Alez ty burak jestes. Napisalem wyzej odpowiedz, to byla mala prowokacja tylko zeby pokazac zaleznosc miedzy zapisem informatycznym a swiatem rzeczywistym ale dla kogos tak grubo ciosanego jak ty to kurwa za trudne do strawienia jest.
Ktos ci powinien kiedys powybijac zabki to bys sie nauczyl grzecznosci (jesli jeszcze jakies masz)
 

GAZDA

EL GAZDA
7 687
11 166
hehehe
1 pokazujesz ino ześ debil...
2 po chuj mam sie uczyć grzeczności? (pomijając fakt że wydaje ci sie że grzeczności nauczy ktoś metodą wybijania zębów)
3 po chuj mam być grzeczny wobec ciebie? jakiego cienkiego bolka który prowadzi jakis tam biznes ale kiedy ino konkurencja dowie sie kim są ci klienci to od razu ich straci hehe dlatego potrzebuje ochrony państwa bo bez tego by utonął...
no ale uważa sie za super biznesmana, to ze inni tu prowadzą biznes i mają wyjebane na ip, to znaczy ino że są złymi przedsiebiorcami i nie rozumieja zasad hehe
pewnie ześ ekonomie studiował hehehe
 
Ostatnia edycja:
T

Tralalala

Guest
Artur słuchaj masz informacje, które leżą u Ciebie na dysku jeżeli ktoś Ci je zapierdoli to odpowiada za to przed Tobą, nie za skopiowanie danych ale za przejęcie kontroli nad twoim komputerem. I pamiętaj o tym, że w akapie mogą istnieć konkretne tereny z danym prawem i jeżeli postanowisz sobie razem ze zwolennikami IP stworzyć miejsce gdzie za skopiowanie czyjegoś pomysłu będzie odjebka to proszę bardzo.
Jeżeli chcesz zabraniać pewnych informacji to czemu nie zabronić innych? Był przykład z chodzeniem, i co jak opatentuje chodzenie będziesz zapierdalał na czworaka albo płacił mi 5zł od każdego kroku? Rozumiesz do jakiś absurdów dochodzi jeżeli informację bierze się za własność?
 

tosiabunio

Grand Master Architect
Członek Załogi
6 985
15 153
Dlatego ze ty tak mowisz? Moze bedzie mzoe nie bedzie, zalezec bedzie od tego jaka bedzie potrzeba w tym zakresie. Jesli wystarczajaco wielu wolnych ludzi uzna ze kopiownaie jest zle to beda sobie karac i swiat bedzie krecil sie dalej bez kopiowania.

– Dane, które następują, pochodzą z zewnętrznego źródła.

PR #881, opened 2020-09-08
Comment report resolution no longer delete reports

iambibhas:


funnel/models/moderation.py
```diff
@@ -36,9 +36,17 @@ class CommentModeratorReport(UuidMixin, BaseMixin, db.Model):
     reported_at = db.Column(
         db.TIMESTAMP(timezone=True), default=db.func.utcnow(), nullable=False
     )
+    resolved_at = db.Column(db.TIMESTAMP(timezone=True), nullable=True)
```
jace, line 39: Needs `index=True`

funnel/models/site_membership.py
```diff
@@ -95,3 +95,9 @@ class User:
         lambda self: self.active_site_membership
         and 'site_editor' in self.active_site_membership.offered_roles
     )
+
+    # site_admin means user has one or more of above roles
+    is_site_admin = property(
+        lambda self: self.active_site_membership
+        and 'site_admin' in self.active_site_membership.offered_roles
+    )
```
jace, line 103: All of these need to be rewritten as regular functions

migrations/versions/98d5b16208b8_comment_moderator_report_resolved_at.py
```diff
@@ -0,0 +1,27 @@
...
+down_revision = '2d2797b91909'
+branch_labels = None
+depends_on = None
+
+
+def upgrade():
+    op.add_column(
+        'comment_moderator_report',
+        sa.Column('resolved_at', sa.TIMESTAMP(timezone=True), nullable=True),
+    )
```
jace, line 23: Index needed here too.

jace (changes requested):

PR #894, opened 2020-09-15
Sms cleanup

anandvenkatanarayanan:
This PR adds the following: 
1. Introduces Twilio SDK into the code line for sending SMS and Validating incoming webhooks. 
2. Unit Tests using Twilio SDK for sending SMS via Encrypted Test SID, ACCOUNT and FROM Keys. 

Validating incoming message notifications has not been done as it is turning out to be very difficult and has to be tested in production only.

### DIFF
--- a/.travis.yml
+++ b/.travis.yml
@@ -12,6 +12,9 @@ env:
   global:
     - PGVER=12
     - PGPORT=5433
+    - secure: VSk63d0fSpVr5HNKORE9QJ01BoRkE4PyiADMnO6n7ka0TULzeIyCoPmwNlwaSPi3UounssdLUsR9SOPUwg8FLPBiYoHoTqxaL2y6dVJcP7F1uW8ofJ3M3+edOHfjY/txkktQ36os0pXXFukSzVDajA4J/vZ2A9Pj8nnqmF5siJc=
+    - secure: bi2i66oahTdm00psMe6FuTRVmTubcqZms1nm2UUrllLhALRfJDcT7boBsIkM/pSEHCI76yVVHCQxAL9ouEu0kBlCV9aCCPh0MAAGSVn+LE7ru0U76C9Yoivok5wDJpXo+zUo+RPYdn/VGlY6XI1nAZgur3ZjnkkgUp8dKhcNoHw=
+    - secure: ZmRtFNNRZkk1kOkPCV5jmMuXnestL8tyVA9Wk3TPCIqYsRC1Cgb21aDNlrWOyPuLb2OvGGy2DRlQVLDsHaNTyP0dgYNdoUmr2QEMqmZmrvJAmD6Qw4ibpe5e7hHDhtomDwrtoPeny3JpwWo9EXWm0LLYFfKeQI2uBKkZD603uvY=
 services:
   - redis-server
   - postgresql
@@ -28,11 +31,11 @@ install:
 before_script:
   - sudo -- sh -c "echo '127.0.0.1  funnel.travis.local' >> /etc/hosts"
   - psql -c 'create database funnel_testing;' -U postgres
-  - ./manage.py dbconfig | sudo -u postgres psql funnel_testing
+  - './manage.py dbconfig | sudo -u postgres psql funnel_testing'
   - python -c "import six; print('Six:', six.__version__)"
 script:
-  - ./runtests.sh
-  - ./runfrontendtests.sh
+  - './runtests.sh'
+  - './runfrontendtests.sh'
 after_success:
   - coveralls
 notifications:
--- a/funnel/transports/sms.py
+++ b/funnel/transports/sms.py
@@ -1,5 +1,13 @@
 """Support functions for sending a short text message."""
 
+from dataclasses import dataclass, field
+from typing import Optional
+
+from flask import url_for
+
+from dataclasses_json import config, dataclass_json
+from twilio.base.exceptions import TwilioRestException
+from twilio.rest import Client
 import requests
 
 from .. import app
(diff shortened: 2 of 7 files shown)


funnel/transports/sms.py
```diff
@@ -9,65 +17,131 @@
...
+        sender = app.config['SMS_TWILIO_FROM']
+
+        # Send (This uses the routing API to deliver SMS via a Low Latency Location).
+        # See https://www.twilio.com/docs/global-infrastructure/edge-locations
+        client = Client(account, token)
+
+        # We need a callback url, if it was not generated already.
+        if (not self.twilio_callback) and self.callback:
+            with app.app_context():
+                self.twilio_callback = url_for('process_twilio_event', _external=True)
```
jace, line 126: Don't use `with app.app_context()` when you already have a context (such as when this is called from a view). Database sessions are linked to app context, so creating one will invalidate the existing database session and all ORM objects loaded from it, plus the ongoing DB transaction. The calling function will be unable to use the database after this.

Always use `with app.app_context()` as the _outermost_ construct. We learnt this the hard way a few months ago, resulting in the refactoring in ff99ff22c8a7e7cb4b524a4f45d3482f7ccd7efa.

jace: You can use `app_url_for` here, but it's not needed. The problem is in the tests, not here.

.travis.yml
```diff
@@ -12,6 +12,9 @@ env:
   global:
     - PGVER=12
     - PGPORT=5433
+    - secure: VSk63d0fSpVr5HNKORE9QJ01BoRkE4PyiADMnO6n7ka0TULzeIyCoPmwNlwaSPi3UounssdLUsR9SOPUwg8FLPBiYoHoTqxaL2y6dVJcP7F1uW8ofJ3M3+edOHfjY/txkktQ36os0pXXFukSzVDajA4J/vZ2A9Pj8nnqmF5siJc=
+    - secure: bi2i66oahTdm00psMe6FuTRVmTubcqZms1nm2UUrllLhALRfJDcT7boBsIkM/pSEHCI76yVVHCQxAL9ouEu0kBlCV9aCCPh0MAAGSVn+LE7ru0U76C9Yoivok5wDJpXo+zUo+RPYdn/VGlY6XI1nAZgur3ZjnkkgUp8dKhcNoHw=
+    - secure: ZmRtFNNRZkk1kOkPCV5jmMuXnestL8tyVA9Wk3TPCIqYsRC1Cgb21aDNlrWOyPuLb2OvGGy2DRlQVLDsHaNTyP0dgYNdoUmr2QEMqmZmrvJAmD6Qw4ibpe5e7hHDhtomDwrtoPeny3JpwWo9EXWm0LLYFfKeQI2uBKkZD603uvY=
```
jace, line 17: These three need a comment with the name of the environment variable, for future maintainability. If the secrets change, we need to know which line to replace.

funnel/transports/sms.py
```diff
@@ -9,65 +17,131 @@
...
+    msg_status: Optional[str] = field(metadata=config(field_name='MessageStatus'))
+    to: str = field(metadata=config(field_name='To'))
+    msg_sid: Optional[str] = field(metadata=config(field_name='MessageSid'))
+    account_sid: str = field(metadata=config(field_name='AccountSid'))
+    sender: str = field(metadata=config(field_name='From'))
+    api_version: Optional[str] = field(metadata=config(field_name='ApiVersion'))
+
+
+class SmsSender:
+    """ Manages Sending SMS to different providers. """
```
jace, line 51: Trailing spaces (both sides)

funnel/transports/sms.py
```diff
@@ -9,65 +17,131 @@
...
-        raise TransportTransactionError("Twilio API error", r.status_code, r.text)
-    except requests.ConnectionError:
-        raise TransportConnectionError("Twilio not reachable")
+
+    @staticmethod
+    def _route_via_exotel(phone_number: str, message: str) -> str:
+        """
+        Route the SMS via Twilio. This is done only for messages that can't be delivered by exotel.
+        :param phone_number: Phone Number
+        :param message: Message to deliver to Phone number.
```
jace, line 78: Sphinx (documentation generator) supports type annotations in `param` tags. Syntax: `:param type name: doc`

We don't use Sphinx to document Funnel, but we should. Also, this _may_ be unnecessary if Sphinx reads type annotations from the function signature itself. I haven't checked for this since moving to Py3.

jace: Confirmed, Sphinx gets it from annotations. This fix is not necessary. https://stackoverflow.com/questions/34647966/how-to-express-multiple-types-for-a-single-parameter-or-a-return-value-in-docstr

funnel/views/sms_events.py
```diff
@@ -0,0 +1,89 @@
...
+            self.url = url_for('process_twilio_event', _external=True)
+            self.validator = RequestValidator(app.config['SMS_TWILIO_TOKEN'])
+
+        # Let us now validate and reject if signatures mismatch. See this:
+        # https://www.twilio.com/docs/usage/security#validating-requests
+        return self.validator.validate(self.url, message, signature)
+
+
+# Unexposed global validator
+twilio_validator = TwilioMessageValidator()
```
jace, line 40: This singleton is going to trip someone in future. Classes are expected to be mutable, so someone is going to write to `self` some day and not notice anything wrong when testing in a single-threaded environment. I made this exact mistake with the SNS validator class.

If immutability is desired, use a module with functions instead of a class. Mutation will then require prominent `nonlocal var` or `global var` declarations.

funnel/views/sms_events.py
```diff
@@ -0,0 +1,89 @@
...
+
+
+@app.route('/api/1/sms/twilio_event', methods=['POST'])
+@render_with(template=None, json=True)
+def process_twilio_event():
+    """ Processes SMS callback events from Twilio """
+
+    # Register the fact that we got a Twilio SMS event.
+    # If there are too many rejects, then most likely a hack attempt.
+    statsd.incr('sms_message.twilio_event.received')
```
jace, line 50: Let's prefix these with `phone_number.` for the forthcoming `phone_number` table. So `phone_number.sms.twilio_event.received`

funnel/views/sms_events.py
```diff
@@ -0,0 +1,89 @@
...
+        return {'status': 'error', 'error': 'missing_signature'}, 400
+
+    # Get the JSON message
+    message = request.get_json(force=True, silent=True)
+    if not message:
+        statsd.incr('sms_address.twilio_event.rejected')
+        return {'status': 'error', 'error': 'not_json'}, 400
+
+    # Needs conversion to Dict
+    payload = json.loads(message)
```
jace, line 65: `message` is already a dict because of the `request.get_json()` call above.

funnel/views/sms_events.py
```diff
@@ -0,0 +1,89 @@
...
+    # Check if we find twilio headers and if not reject it
+    signature = request.headers.get('X-Twilio-Signature')
+    if not signature:
+        statsd.incr('sms_message.twilio_event.rejected')
+        return {'status': 'error', 'error': 'missing_signature'}, 400
+
+    # Get the JSON message
+    message = request.get_json(force=True, silent=True)
+    if not message:
+        statsd.incr('sms_address.twilio_event.rejected')
```
jace, line 61: `sms_message` or `sms_address`? Best to consolidate into `phone_number.sms`

funnel/views/sms_events.py
```diff
@@ -0,0 +1,89 @@
...
+    if sms_response.msg_status == 'queued':
+        sms_db_model.status = SMS_STATUS.QUEUED
+    elif sms_response.msg_status == 'failed':
+        sms_db_model.status = SMS_STATUS.FAILED
+    elif sms_response.msg_status == 'delivered':
+        sms_db_model.status = SMS_STATUS.DELIVERED
+    elif sms_response.msg_status == 'sent':
+        sms_db_model.status = SMS_STATUS.PENDING
+    else:
+        sms_db_model.status = SMS_STATUS.UNKNOWN
```
jace, line 84: Prefix this with a `# FIXME` as this is a temp-replacement for the missing PhoneNumber model. SMSMessage is meant to store outgoing messages.

tests/unit/transports/test_sms.py
```diff
@@ -0,0 +1,104 @@
...
+    TWILIO_INVALID_TARGET = "+15005550001"
+    TWILIO_CANT_ROUTE = "+15005550002"
+    TWILIO_NO_SMS_SERVICE = "+15005550009"
+
+    # Dummy Message
+    MESSAGE = "Test Message"
+
+    def test_twilio_success(self):
+        """ Test if Message sending is a success. """
+        sender = SmsSender(callback=False)
```
jace, line 24: This `callback` parameter is not used in the singleton. Also, since it's a singleton, you must test with the existing singleton for tests to match runtime expectations

tests/unit/transports/test_sms.py
```diff
@@ -0,0 +1,104 @@
...
+    # https://www.twilio.com/docs/iam/test-credentials
+    TWILIO_CLEAN_TARGET = "+15005550010"
+    TWILIO_INVALID_TARGET = "+15005550001"
+    TWILIO_CANT_ROUTE = "+15005550002"
+    TWILIO_NO_SMS_SERVICE = "+15005550009"
+
+    # Dummy Message
+    MESSAGE = "Test Message"
+
+    def test_twilio_success(self):
```
jace, line 22: These tests must take `test_client` as parameter, and will get `app.app_context()` automatically applied. You don't have to use `test_client` within the test itself.

tests/unit/transports/test_sms.py
```diff
@@ -0,0 +1,104 @@
...
+
+    # Target Numbers (Test Only). See this
+    # https://www.twilio.com/docs/iam/test-credentials
+    TWILIO_CLEAN_TARGET = "+15005550010"
+    TWILIO_INVALID_TARGET = "+15005550001"
+    TWILIO_CANT_ROUTE = "+15005550002"
+    TWILIO_NO_SMS_SERVICE = "+15005550009"
+
+    # Dummy Message
+    MESSAGE = "Test Message"
```
jace, line 20: The class is unnecessary. Make these module-level constants.

jace (changes requested):

funnel/transports/base.py
```diff
@@ -43,4 +45,16 @@ def init():
     ):
         platform_transports['sms'] = True
 
+    # We need to set Callback URL for SMS notifications here as there are two different providers
+    # (Exotel and Twilio) and both of them need different URLs as the schema is very different.
+    with app.app_context():
+        app.config['SMS_TWILIO_CALLBACK'] = url_for(
+            'process_twilio_event', _external=True, _method="POST"
```
jace, line 52: Our string quote convention is single quotes for identifiers and double quotes for human-facing text. In this case, it should be `'POST'` in single quotes.

funnel/transports/sms.py
```diff
@@ -9,10 +15,60 @@
...
+    """
+    if phone_number.startswith('+91'):
+        return _route_via_exotel(phone_number, message)
+    elif phone_number.startswith('+'):
+        return _route_via_twilio(phone_number, message, callback)
+    raise TransportRecipientError("No service provider available for this recipient")
 
 
-def send_via_exotel(phone_number, message):
+def _route_via_exotel(phone_number: str, message: str) -> str:
```
jace, line 64: It's okay to expose these for external use, in case a specific carrier is desired. The older names `send_via_exotel` and `send_via_twilio` work for that.

funnel/transports/sms.py
```diff
@@ -9,10 +15,60 @@
...
+    """
+    Route the SMS via Twilio. This is done only for messages that can't be delivered by exotel.
```
jace, line 66: Docstring to be updated.

funnel/transports/sms.py
```diff
@@ -38,36 +94,37 @@ def send_via_exotel(phone_number, message):
...
-            },
-        )
-        if r.status_code in (200, 201):
-            # All good
-            jsonresponse = r.json()
-            return jsonresponse.get('sid')
-        raise TransportTransactionError("Twilio API error", r.status_code, r.text)
-    except requests.ConnectionError:
-        raise TransportConnectionError("Twilio not reachable")
+def _route_via_twilio(phone: str, message: str, callback: bool = False) -> str:
```
jace, line 97: Callback is necessary for tracking deliverability, so it shouldn't be default False

jace (changes requested):

funnel/views/sms_events.py
```diff
@@ -0,0 +1,125 @@
...
+@render_with(template=None, json=True)
+def process_exotel_event(secret_token: str):
+    """Process SMS callback event from Exotel."""
+
+    # Register the fact that we got a Exotel SMS event.
+    # If there are too many rejects, then most likely a hack attempt.
+    statsd.incr('phone_number.sms.exotel_event.received')
+
+    # We just need to verify the token first.
+    if not validate_exotel_token(secret_token):
```
jace, line 81: Should be `validate_exotel_token(secret_token, request.form.get('To'))`. Use `form.get('To')` instead of `form['To']` because the presence of the field has not been validated yet.

tests/unit/transports/test_sms.py
```diff
@@ -0,0 +1,95 @@
...
+
+# Target Numbers (Test Only). See this
+# https://www.twilio.com/docs/iam/test-credentials
+TWILIO_CLEAN_TARGET = "+15005550010"
+TWILIO_INVALID_TARGET = "+15005550001"
+TWILIO_CANT_ROUTE = "+15005550002"
+TWILIO_NO_SMS_SERVICE = "+15005550009"
+
+# Exotel Numbers to test. They are just made up numbers.
+EXOTEL_TO = "+919999999999"
```
jace, line 21: We can't do this unless Exotel gives us a test API. Instead, mock the request to fake the API call. Use [requests-mock](https://requests-mock.readthedocs.io/en/latest/pytest.html)

jace: Sample use of requests-mock is in `tests/unit/forms/test_project_forms.py`

jace (changes requested):

funnel/transports/sms.py
```diff
@@ -1,29 +1,76 @@
...
+    :param callback: Whether to request a status callback
+    :return: Transaction id
+    """
     sid = app.config['SMS_EXOTEL_SID']
     token = app.config['SMS_EXOTEL_TOKEN']
+    payload = {'From': app.config['SMS_EXOTEL_FROM'], 'To': phone, 'Body': message}
+    if callback:
+        nonce = make_exotel_token(str(uuid.uuid1()))
+        payload['StatusCallback'] = url_for(
+            'process_exotel_event', _external=True, _method='POST', secret_token=nonce
```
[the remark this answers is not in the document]
jace: Py3 does not seem to optimize. You can see it does create a new name in the namespace, even for single use variables:

```python
>>> import dis
>>> code = '''
... import os
... a = os.urandom(1)
... print(a)
... '''
>>> dis.dis(code)
  2           0 LOAD_CONST               0 (0)
              2 LOAD_CONST               1 (None)
              4 IMPORT_NAME              0 (os)
              6 STORE_NAME               0 (os)

  3           8 LOAD_NAME                0 (os)
             10 LOAD_METHOD              1 (urandom)
             12 LOAD_CONST               2 (1)
             14 CALL_METHOD              1
             16 STORE_NAME               2 (a)

  4          18 LOAD_NAME                3 (print)
             20 LOAD_NAME                2 (a)
             22 CALL_FUNCTION            1
             24 POP_TOP
             26 LOAD_CONST               1 (None)
             28 RETURN_VALUE
>>> 
```

tests/unit/transports/test_sms.py
anandvenkatanarayanan: A monkey patch of the requests object via mock was sufficient as there was no need to test responses.

funnel/views/sms_events.py
```diff
@@ -0,0 +1,125 @@
...
+
+
+@app.route('/api/1/sms/twilio_event', methods=['POST'])
+@render_with(template=None, json=True)
+def process_twilio_event():
+    """Process SMS callback event from Twilio."""
+
+    # Register the fact that we got a Twilio SMS event.
+    # If there are too many rejects, then most likely a hack attempt.
+    statsd.incr('phone_number.sms.twilio_event.received')
```
jace, line 20: We don't need to record these events, because all endpoints are logged by default (in Baseframe).

jace (changes requested):

funnel/views/sms_events.py
anandvenkatanarayanan: We did the same in Email also. The idea is to use Kibana's dashboard and group these events together than trying to cobble it from various other sources for correlating them.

Wiesz, akap zakłada zgodność z NAPem. IP nie jest zgodne z NAPem. Jeśli większość ludzi uzna, że kopiowanie jest zabronione, przestanie to być społeczeństwo wolnościowe.

Niemniej jednak, jestem pewien, że nie dojdzie do tego, bo już obecnie większość ma IP w dupie. Jedynym czynnikiem, który powstrzymuje jeszcze jakoś ludzi przez kompletnym olaniem IP jest przymus państwowy. Żadne żałosne apele tego nie zmienią.

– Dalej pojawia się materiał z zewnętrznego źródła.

PR #905, opened 2020-09-21
Added undo for proposal cancel

iambibhas:


funnel/models/proposal.py
```diff
@@ -423,6 +423,17 @@ def reject(self):
     def cancel(self):
         pass
 
+    @with_roles(call={'creator'})
+    @state.transition(
+        state.CANCELLED,
+        state.SUBMITTED,
+        title=__("Undo Cancel"),
```
jace, line 430: Sentence case: `Undo cancel`

funnel/models/proposal.py
```diff
@@ -423,6 +423,17 @@ def reject(self):
...
+        message=__("This proposal has been submitted"),
```
jace, line 431: `This proposal's cancellation has been reversed.`

jace (changes requested):

PR #911, opened 2020-09-25
Logging JSON decode error while parsing video API

iambibhas:


funnel/models/video.py
```diff
@@ -1,6 +1,7 @@
 import urllib.parse
 
 from pytz import utc
+from simplejson import JSONDecodeError
```
jace, line 4: `requests` uses simplejson?

jace (changes requested):
This PR needs tests, or at least reference documentation on how `requests` behaves when there is a JSON decode error.

funnel/models/video.py
iambibhas: It uses `simplejson` if available, or else `json`.

jace (approved):

PR #923, opened 2020-10-05
Update email_address.py

qurbat:
Fix for "subsection not found" error that occurs when an incorrect value is passed to `/account/email/<hash>/verify`


jace:
There's a proper fix in #928.

PR #924, opened 2020-10-05
XHR support for requires_sudo

jace:
A page with a `@requires_sudo` decorator may be loaded in an XHR request, which inhibits rendering a password dialog.

1. If the page is loaded as XHR HTML, which is typical with legacy jQuery Form endpoints, it will render a HTML+JS redirect to itself, thereby loading the page full screen.

2. If the page is expecting a JSON response, it will return `{"status": "error", "error": "requires_sudo",  "error_description": "User friendly message"}`. The caller must then redirect the user to the `account_sudo` endpoint, with a `next` parameter that points back to the current page and dialog. This endpoint is at `/account/sudo`.

3. If sudo mode is currently active (authentication was performed in the last 15 minutes), the request is passed through uninterrupted.

The first commit in this draft PR includes this infrastructure. The membership JS however fails to account for an error response when removing a member. @vidya-ram this needs to be fixed in JS.

### DIFF
--- a/funnel/assets/js/util.js
+++ b/funnel/assets/js/util.js
@@ -186,8 +186,13 @@ export const Utils = {
       if (response.status === 500) {
         errorMsg =
           'An internal server error occurred. Our support team has been notified and will investigate.';
+      } else if (
+        response.status === 422 &&
+        response.responseJSON.error === 'requires_sudo'
+      ) {
+        window.location.href = `${window.Hasgeek.config.accountSudo}?next=${window.location.href}`;
       } else {
-        errorMsg = JSON.parse(response.responseText).error_description;
+        errorMsg = response.responseJSON.error_description;
       }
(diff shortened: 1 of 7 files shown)


funnel/assets/js/util.js
```diff
@@ -186,8 +186,13 @@ export const Utils = {
       if (response.status === 500) {
         errorMsg =
           'An internal server error occurred. Our support team has been notified and will investigate.';
+      } else if (
+        response.status === 422 &&
+        response.responseJSON.error === 'requires_sudo'
+      ) {
+        window.location.href = `${window.Hasgeek.config.accountSudo}?next=${window.location.href}`;
```
jace, line 193: Will `next` be properly escaped? It needs to include an encoded fragment identifier so that the dialog can be reloaded on return.

PR #925, opened 2020-10-06
Schedule related fixes 

vidya-ram:
1. Show last session date on past project list. 
2. Scroll to latest date on schedule page. 
3. Don't show room title if empty on schedule page.
4. Fix the room tabs active border colour.

### DIFF
--- a/funnel/assets/js/schedule_view.js
+++ b/funnel/assets/js/schedule_view.js
@@ -21,6 +21,8 @@ const Schedule = {
           height: $(window).height(),
           modalHtml: '',
           headerHeight: '',
+          mobileHeader: schedule.config.mobileHeader,
+          desktopHeader: schedule.config.desktopHeader,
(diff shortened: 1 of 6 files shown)


funnel/assets/js/schedule_view.js
```diff
@@ -207,7 +207,10 @@ const Schedule = {
           } else {
             // Scroll page to schedule table
             Utils.animateScrollTo(
-              $(schedule.config.parentContainer).offset().top
+              $(schedule.config.parentContainer)
+                .find('.schedule__date')
+                .last()
+                .offset().top - this.headerHeight
```
jace, line 213: This should jump to _first_ future date, not last date. Some projects may have future dates added in advance.

jace (changes requested):
One concern with the scroll to next date.

jace (approved):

To milo mi ze probujesz mi wytknac blad logiczny i jednoczesnie sam taki popelniasz (Argumentum ad hominem).

Ja uzylem raczej chwytu retorycznego (swiadomie), twoj blad jest dla mnie gorszy bo nieswiadomy.
Ale jak chcesz mnie zaorac i przy okazji walisz sie plugiem w leb to raczej to wzbudza moje politowanie.

Ad hominem zacząłeś już dawno, próbując mi tu wytykać różne rzeczy. Ignorowałem to, bo można zaorać cię logiczne, co nie znaczy, że nie mogę pozwolić sobie na mały przytyk od czasu do czasu, bo za bardzo sobie pozwalasz. I zrobiłem to świadomie, co chyba zauważył każdy średnio rozgarnięty czytelnik tego wątku.

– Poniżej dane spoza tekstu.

PR #928, opened 2020-10-07
Drop support for 128-bit blake2b hash in UserEmailClaim

jace:
128-bit hashes were used for about a week in June 2020, during the transition from MD5 to 160-bit Blake2b hashes.

Also checks for ValueError from invalid hashes in all views that accept email_hash.


iambibhas (approved):
👍

PR #934, opened 2020-10-13
Increase translation coverage

qurbat:
Some parts of the funnel codebase include strings and text that currently do not account for i18n. This pull request is meant to increase translation coverage for Python strings in the project, as well as coverage (wherever missing) for `{% trans %}`  tags in Jinja templates.


jace (approved):
Merge this and start a new PR for whatever new turns up.

PR #944, opened 2020-10-20
Add mypy and pydocstyle to pre-commit workflow, with fixes

jace:


funnel/views/email_events.py
```diff
@@ -42,27 +46,29 @@ def _email_address(address: str) -> EmailAddress:
         return email_address
 
     def bounce(self, ses_event: SesEvent) -> None:
-        for bounced in ses_event.bounce.bounced_recipients:
+        ses_event_bounce = cast(SesBounce, ses_event.bounce)
```
jace, line 49: Replace `cast` with an `assert not None`. Casts are risky for type safety as typos referring to the wrong type won't be caught. However, Bandit will complain about use of `assert`, so we must either disable that (globally, per line), or write an `assert_not_none` function that raises `AssertionError` instead of using an `assert` statement.

Since function calls are an expensive runtime solution to a static type safety system, the best option may be to use a plain `assert` and tell Bandit to take a hike.

PR #368, opened 2024-07-08
Fix KeyError with user query result

waynesun09:
The return object could be dictionary when failed auth, which could cause the KeyError exception. Fix it by also catch the KeyError.


psss (approved):
Looks good, thanks!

Przyjmij więc orkę z pokorą. Wróćmy do argumentów.

Nie okay.Moj przyklad odnosi sie do bardzo czestej sytuacji biznesowej, twoj to typowy (znowu) blad logiczny "Dicto simpliciter".

Nie, nie ma tu żadnego błędu logicznego. Czytaj ze zrozumieniem przykłady. Za bardzo pragniesz zabłysnąć i umyka ci właściwa treść.

Szansa na to ze wygenerujesz sobie losowo jakiekolwiek uzyteczne dane jest tak malo prawdopodobna, ze nie warta dyskutowania.

Nigdzie nie napisałem o losowym generowaniu użytecznych danych. Sofizmat rozszerzenia. Podałem przykład dwóch niezależnie stworzonych zbiorów wiedzy. Nic nie ma o losowości, jedynie o niezależnym stworzeniu (inaczej wypracowaniu w pocie czoła).

Kradziez tajemnic handlowych i szpiegostwo przemyslowe jest powszechne w biznesie. Porownywanie tych dwoch rzeczy to tani chwyt dobry do dyskusji z etatystami.

Ale jakich dwóch rzeczy? I co to ma do dyskusji z etatystami?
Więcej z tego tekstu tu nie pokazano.